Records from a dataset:
PR #5595, opened 2026-05-28
fix: propagate response body read errors

### LINKED ISSUE #5585: dioxus-fullstack: bare .unwrap() on res.bytes().await crashes app on network errors
## Description

In `dioxus-fullstack/src/magic.rs` line 267, there's a bare `.unwrap()` on reading the HTTP response body:

```rust
let bytes = res.bytes().await.unwrap();
```

This is inside the `RequestDecodeResult` impl for `&&ServerFnDecoder<Result<T, E>>`. When the response body can't be read (network hiccup, timeout, connection reset, server closed connection early), this panics the entire application.

## Impact

This is causing widespread crashes in production. In our app (Steam desktop client talking to a fly.io server), ~88% of all crash reports (44 out of 50 in a 5-hour window, across ~20 distinct users) are this exact panic:

```
called `Result::unwrap()` on an `Err` value: Decode("error decoding response body")
at dioxus-fullstack-0.7.4/src/magic.rs:267:55
```

## Fix

Since `ClientResponse::bytes()` already returns `Result<Bytes, RequestError>`, the fix is simply replacing `.unwrap()` with `?`:

```rust
let bytes = res.bytes().await?;
```

The error then propagates as a `RequestError` through the already-existing error handling path, instead of panicking.

## Affected version

dioxus-fullstack 0.7.4 (also still present on `main` as of 2025-05-26)

nanookclaw:
## Summary

Closes #5585.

### [Problem details]
Write all the entries again precisely as they were given.

### [Answer section]
PR #5595, opened 2026-05-28
fix: propagate response body read errors

### LINKED ISSUE #5585: dioxus-fullstack: bare .unwrap() on res.bytes().await crashes app on network errors
## Description

In `dioxus-fullstack/src/magic.rs` line 267, there's a bare `.unwrap()` on reading the HTTP response body:

```rust
let bytes = res.bytes().await.unwrap();
```

This is inside the `RequestDecodeResult` impl for `&&ServerFnDecoder<Result<T, E>>`. When the response body can't be read (network hiccup, timeout, connection reset, server closed connection early), this panics the entire application.

## Impact

This is causing widespread crashes in production. In our app (Steam desktop client talking to a fly.io server), ~88% of all crash reports (44 out of 50 in a 5-hour window, across ~20 distinct users) are this exact panic:

```
called `Result::unwrap()` on an `Err` value: Decode("error decoding response body")
at dioxus-fullstack-0.7.4/src/magic.rs:267:55
```

## Fix

Since `ClientResponse::bytes()` already returns `Result<Bytes, RequestError>`, the fix is simply replacing `.unwrap()` with `?`:

```rust
let bytes = res.bytes().await?;
```

The error then propagates as a `RequestError` through the already-existing error handling path, instead of panicking.

## Affected version

dioxus-fullstack 0.7.4 (also still present on `main` as of 2025-05-26)

nanookclaw:
## Summary

Closes #5585.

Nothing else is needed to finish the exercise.